* **Aim of the task**
Write out the entries below exactly. End with the line that contains "-7,3 +7,10 @@".

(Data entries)
--------------------------------
PR #1520, opened 2023-11-14
GitHub Actions: Allow dependabot to update GitHub actions

AMS21:
Dependabot is also able to automatically update the GitHub actions we use so why not :^)

### DIFF
--- a/.github/dependabot.yml
+++ b/.github/dependabot.yml
@@ -7,3 +7,10 @@ updates:
   open-pull-requests-limit: 10
   labels:
   - External (3rd party)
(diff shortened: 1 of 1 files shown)


Xottab-DUTY:
For some reason I didn't knew about that. Hm, maybe this wasn't available when I was configuring dependabot.

AMS21:
> For some reason I didn't knew about that. Hm, maybe this wasn't available when I was configuring dependabot.

Yeah I also remember dependabot not support this, but no idea when they added that.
--------------------------------
* **Written response**
PR #1520, opened 2023-11-14
GitHub Actions: Allow dependabot to update GitHub actions

AMS21:
Dependabot is also able to automatically update the GitHub actions we use so why not :^)

### DIFF
--- a/.github/dependabot.yml
+++ b/.github/dependabot.yml
@@ -7,3 +7,10 @@ updates:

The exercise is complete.